Materials provided below:

PR #29357, opened 2025-03-24
Canon - Add anchor reset

cdedreuille:

If a `Text` or `Heading` component is wrapped around a link, the styles were overridden. The only way to fix that is to remove the text-decoration globally. MUI also has this rule in place so we should not see any conflicts there.

### DIFF
--- a/packages/canon/css/components.css
+++ b/packages/canon/css/components.css
@@ -584,7 +584,7 @@
   margin: .375rem 1rem;
 }
 
-a.canon-Link {
+.canon-Link {
   font-family: var(--canon-font-regular);
   color: var(--canon-fg-link);
   cursor: pointer;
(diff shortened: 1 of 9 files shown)


packages/canon/css/components.css
```diff
@@ -584,7 +584,7 @@
   margin: .375rem 1rem;
 }
 
-.canon-Link {
+a.canon-Link {
```
Rugvip, line 587: Seems unfortunate to have `a` in there, it's specific enough as is right? I'm thinking for some weird situations is someone wants to render a disabled link as a `span` or w/e. More generally it seems like a good pattern to keep tags away from component styles

Rugvip (approved):
pre-approved with a Q on the tags in the selectors

packages/canon/css/components.css
cdedreuille: Because we set the `a` tag globally, if we don't do this it will not override it.

cdedreuille: That is unfortunate indeed but I'm not sure we can avoid it unfortunately.

cdedreuille: I found a better way to set global styles to avoid having to specify the `a` tag in class names using `:where(a)`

End of Materials provided.

*Problem*. If a line of the listing above holds the string "Rugvip", copy it.

*Exercise answer*.
Rugvip, line 587: Seems unfortunate to have `a` in there, it's specific enough as is right? I'm thinking for some weird situations is someone wants to render a disabled link as a `span` or w/e. More generally it seems like a good pattern to keep tags away from component styles
Rugvip (approved):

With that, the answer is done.